# BJJ GI's



## Kempojujutsu (Jun 28, 2002)

Got my order the other day, from MMA GEAR. They have excellent BJJ GI's at reasonable prices. They also carry fight shorts, t-shirts.
Bob


----------



## arnisador (Jul 1, 2002)

What's the URL?


----------



## Kempojujutsu (Jul 1, 2002)

There site is www.mmagear.com. They are from Brazil and it takes about 10 days once they process your order to get it. It has to go through Customs.
Bob


----------



## Kempojujutsu (Oct 20, 2002)

either to train in or fight in tournaments.
Bob


----------



## ace (Oct 20, 2002)

Some of my training partners wear 
Gold Weave. BJJ


----------



## Angus (Oct 20, 2002)

Adidas Double Weave Competition, baby. White, Blue, or Reversible!


----------



## Kempojujutsu (Oct 20, 2002)

I've got 2 Krugens and 2 Gameness. I like the Krugens much better.
Bob


----------



## Kyle (Oct 21, 2002)

I can highly recommend Howard Combat Kimono's, www.howardliu.com.  I train and compete in his gi's.

    - Kyle


----------



## JDenz (Oct 23, 2002)

(http://www.cen.uiuc.edu/~m-aref/Joker/gi/#)  There is a good site to check and see what gi's would suit your style HCK got a great rating as did gameness.   I really like the Atama gi I have, I love the coller on it and the problem that the site says the gi has (line across the back that is supposed to be uncomfertable when in the guard) doesn't bother me one bit even after spending a whole practice on my back


----------



## Angus (Jan 10, 2003)

Does anyone know if Atama makes different pant weights/thicknesses? I ordered one pair of white pants (by themselves) and a black gold weave kimono, and the pants for both are nowhere near the thickness I imagined they'd be. They're probably about half the weight of my Adidas pants (which I LOVE). I was hoping they'd be a little more similiar, especially since Atama's pants are supposed to be better.However, the Adidas is a double weave, so does anyone know if Atama sells heavier pants with their Double Weave kimono tops? They won't respond to me. 

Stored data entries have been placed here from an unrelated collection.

Issue #159, opened 2026-04-27
OAuth Integration Test Requirements


rmorlok:
## Sub-issues

Tracked under label [`oauth-test-suite`](https://github.com/rmorlok/authproxy/labels/oauth-test-suite).

### Phase 0 — Foundation (blocks everything else)

- [ ] #162 — Stand up go-oauth2-server test infrastructure
- [ ] #163 — Gap analysis & required-changes doc for go-oauth2-server

### Phase 1 — P0 scenarios

- [ ] #164 — Standard successful authorization-code flow (spec #1)
- [ ] #165 — User denial flow (spec #2)
- [ ] #166 — Scope mismatch handling (spec #3)
- [ ] #167 — Callback state security: CSRF, replay, cross-tenant (spec #4)
- [ ] #168 — Authorization-code exchange failures (spec #5)
- [ ] #169 — Access token expiry, refresh, and no-refresh-token flow (spec #6, #13)
- [ ] #170 — Refresh token failure modes + transient retry policy (spec #7, #8)
- [ ] #171 — Refresh token rotation + concurrent refresh safety (spec #9, #10)
- [ ] #172 — Third-party revocation detection (spec #11)
- [ ] #173 — Sensitive values are not logged (spec #12)

### Phase 2 — P1 scenarios

- [ ] #174 — PKCE validation (spec #14)
- [ ] #175 — Malformed callbacks: code+error, missing code (spec #15, #16)
- [ ] #176 — Malformed token responses (spec #17)
- [ ] #177 — Provider timeouts (spec #18)
- [ ] #178 — Provider auth method compatibility (spec #19)
- [ ] #179 — Proxy API call response handling: 200/401/403/429/5xx (spec #20–#24)

### Phase 3 — P2 scenarios

- [ ] #180 — Incremental authorization (spec #25)
- [ ] #181 — Proxy-initiated disconnect / revocation (spec #26)
- [ ] #182 — Provider account identity changes (spec #27)
- [ ] #183 — Multiple connections to same provider (spec #28)
- [ ] #184 — Open redirect protection (spec #29)
- [ ] #185 — Clock skew (spec #30)

---

# OAuth Integration Test Requirements

Use `rmorlok/go-oauth2-server` as a controllable fake third-party OAuth provider for integration tests.

[...]

PR #193, opened 2026-05-01
Add OAuth2 standard authorization-code flow integration test

### LINKED ISSUE #164: OAuth tests P0: standard successful authorization-code flow
Parent: #159
Phase: 1 (P0)
Spec: #159 scenario 1
Blocked by: #162

## Verify

- Proxy creates an authorization URL with required query params:
  - \`client_id\`, \`redirect_uri\`, \`response_type=code\`, \`scope\`, \`state\`
  - \`code_challenge\` and \`code_challenge_method\` if PKCE is enabled
- User approves requested permissions on the fake provider.
- Provider redirects back with \`code\` and \`state\`.
- Proxy validates \`state\`.
- Proxy exchanges authorization code for tokens.
- Proxy stores: access token, refresh token (if returned), expiry, granted scopes, provider account identity (if available).
- Subsequent proxied API call succeeds using the stored token.

## Observability

- \`oauth flow started\`, \`oauth flow succeeded\` events emitted with connection/tenant/provider/correlation IDs.

rmorlok:
## Summary

- Adds `integration_tests/oauth2/standard_flow_test.go` covering spec #1 from #159: a successful authorization-code flow end-to-end (authorize-URL params → user approve → callback → token exchange → ready connection → proxied API call with Bearer).
- Extends `helpers.Setup` with an `IncludePublic` option so a single `DependencyManager` boots both the API and public services in-process — needed because `/oauth2/redirect` and `/oauth2/callback` only live on the public service.
- Adds in-process OAuth flow helpers on `IntegrationTestEnv`: `PublicCallbackURL`, `InitiateOAuth2Connection`, `FollowOAuth2Redirect`, `DeliverOAuth2Callback`, `GetOAuth2Token`, `GetConnection`.

Closes #164.

## Test plan

- [x] `go test -tags integration ./oauth2/...` green locally (postgres + oauth-server via docker compose)
- [x] Full integration suite passes
- [x] `./scripts/preflight.sh` passes

### DIFF
--- a/integration_tests/helpers/setup.go
+++ b/integration_tests/helpers/setup.go
@@ -74,9 +74,14 @@ type IntegrationTestEnv struct {
 	// Logger is the test logger.
 	Logger *slog.Logger
 
-	// ServerURL is the base URL of the real HTTP server (e.g. "http://127.0.0.1:54321").
-	// Only set when StartHTTPServer is true.
+	// ServerURL is the base URL of the real HTTP server hosting the primary
+	// service (api or admin-api per SetupOptions.Service). Only set when
+	// StartHTTPServer is true.
 	ServerURL string
+
+	// PublicURL is the base URL of the real HTTP server hosting the public
+	// service. Only set when StartHTTPServer && IncludePublic.
+	PublicURL string
 
 	// BearerToken is a pre-signed admin JWT for making HTTP requests to ServerURL.
 	BearerToken string
@@ -105,11 +110,20 @@ type SetupOptions struct {
 	// When false, use ApiGin with httptest.ResponseRecorder for in-process testing.
 	StartHTTPServer bool
 
-	// IncludePublic also wires up the public service's gin engine so tests can
-	// drive `/oauth2/redirect` and `/oauth2/callback`. The public engine shares
-	// the same DependencyManager (DB, Redis, core, encryption) as the primary
-	// service. Only meaningful for in-process testing (StartHTTPServer=false).
+	// IncludePublic also wires up the public service alongside the primary
+	// service so tests can drive `/oauth2/redirect`, `/oauth2/callback`, and
+	// (when ServeMarketplaceUI is true) the marketplace SPA. The public service
+	// shares the same DependencyManager (DB, Redis, core, encryption) as the
+	// primary service. With StartHTTPServer=true, public is started on its
+	// own listener and exposed via env.PublicURL; otherwise it's served
+	// in-process via env.PublicGin.
 	IncludePublic bool
+
+	// ServeMarketplaceUI configures the public service to serve the built
+	// marketplace SPA at "/" (in addition to its API routes). Implies
+	// IncludePublic. The vite build runs once per `go test` process if
+	// `ui/marketplace/dist/index.html` is missing.
+	ServeMarketplaceUI bool
 }
 
 // repoRoot returns the absolute path to the repository root.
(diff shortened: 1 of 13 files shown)


integration_tests/helpers/setup.go
```diff
@@ -45,12 +47,21 @@ type IntegrationTestEnv struct {
 	// Gin is the HTTP router for in-process request testing (when StartHTTPServer is false).
 	Gin *gin.Engine
 
+	// PublicGin is the public service router. Only populated when SetupOptions.IncludePublic
+	// is true. Tests that drive an OAuth flow need this to deliver `/oauth2/redirect` and
+	// `/oauth2/callback` requests, which only the public service hosts.
+	PublicGin *gin.Engine
```
rmorlok, line 55: - [ ] You've started to use the `Public` prefix here for the public endpoints. If we are going to do that, use the `Api` prefix on those referring to the API service, such as with `Gin` above (becomes `ApiGin`).

integration_tests/helpers/setup.go
```diff
@@ -45,12 +47,21 @@ type IntegrationTestEnv struct {
...
+
 	// Cfg is the loaded configuration.
 	Cfg config.C
 
 	// AuthUtil provides JWT signing helpers for test requests.
 	AuthUtil *auth2.AuthTestUtil
 
+	// PublicAuthUtil signs requests for the public service (audience=public). Only
+	// populated when SetupOptions.IncludePublic is true.
+	PublicAuthUtil *auth2.AuthTestUtil
```
rmorlok, line 66: Same note as above regarding consistent prefixing.

integration_tests/helpers/setup.go
```diff
@@ -372,3 +407,128 @@ func (env *IntegrationTestEnv) CreateConnection(t *testing.T, connectorID apid.I
 
 	return id.String()
 }
+
+// PublicCallbackURL returns the URL the proxy emits as the OAuth `redirect_uri`.
+// The OAuth provider must be configured with this exact URL so authorize matches
+// (helper exists because public.GetBaseUrl() depends on resolved config — port 0
+// in integration.yaml means the URL is "http://localhost:0/oauth2/callback").
+func (env *IntegrationTestEnv) PublicCallbackURL() string {
```
rmorlok: Let's call this `PublicOAuthCallbackURL`

integration_tests/oauth2/standard_flow_test.go
```diff
@@ -0,0 +1,161 @@
...
+
+	"github.com/rmorlok/authproxy/integration_tests/helpers"
+	"github.com/rmorlok/authproxy/internal/apid"
+	"github.com/rmorlok/authproxy/internal/database"
+	sconfig "github.com/rmorlok/authproxy/internal/schema/config"
+	"github.com/stretchr/testify/assert"
+	"github.com/stretchr/testify/require"
+)
+
+// TestStandardAuthorizationCodeFlow exercises spec #1 from issue #159:
```
rmorlok: Don't cit the ticket; instead, create a standard_flow_test.md companion file to this test file that contains the definition of the scenario from the spec. Please be sure to include mermaid diagrams, especially sequence ones, that shows the flow being executed. Cite which components are being run in process, in docker, etc.

rmorlok (commented):
Please look at these issues. I'd also like you to use a browser-driven approach for interactions where the user is going to be taken through a redirect flow. So something like selenium that will actually load the UI both from the Authproxy side (marketplace) and on the go-oauth2-server side. For tests where the primary focus is about token refresh, etc that isn't required, but when the goal is to make sure that the OAuth flow works, I want to make sure it works as the user would see it.

integration_tests/helpers/setup.go
rmorlok: Renamed to `ApiGin` in 8ecba35.

integration_tests/helpers/setup.go
rmorlok: Renamed to `ApiAuthUtil` in 8ecba35.

integration_tests/helpers/setup.go
rmorlok: Renamed to `PublicOAuthCallbackURL` in 8ecba35.

integration_tests/oauth2/standard_flow_test.go
rmorlok: Done in 8ecba35 — added `integration_tests/oauth2/standard_flow_test.md` with a mermaid sequence diagram and an in-process / docker component breakdown, and dropped the ticket citation from the test docstring.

Either way, I still think Adidas makes the best Gi out there, Judo or Jiu-jitsu or Jujutsu. Their pants especially; they're perfect. I'd order one from them, but they don't make black! 

Edit: I just read that none of their pants have full leg reinforcements like Adidas (etc) does, but does anyone know of any brands that make heavy fully reinforced pants in black? I can't find anything.


----------



## JDenz (Jan 10, 2003)

I got a Atama Gi about 6 months ago and it has held up to two days a week practice with no problem.  The whole Idea with the gold weave is to make the pants and top lighter you are not going to find pants lik ou want looking in gold weave products, stikc with double weaves if you want heavey feeling pants.


----------



## Angus (Jan 10, 2003)

Yeah, I understand that, but I don't know if Atama makes heavier pants. All of their pants might be the same weight/thickness, so I was hoping to see if someone knew about that. I'm worried about the strength of the gold weave, etc, because I ordered it for that very reason, high strength and little weight. However, I like really heavy pants, so I was hoping it would also have pants at least a little heavier than the ones I received (of which I'm not worried about the strength, either). I ordered a single pair as well which are they same thickness as the ones that came with the gold weave, but they didn't mention being able to choose the between different weights, etc, when just ordering pants. 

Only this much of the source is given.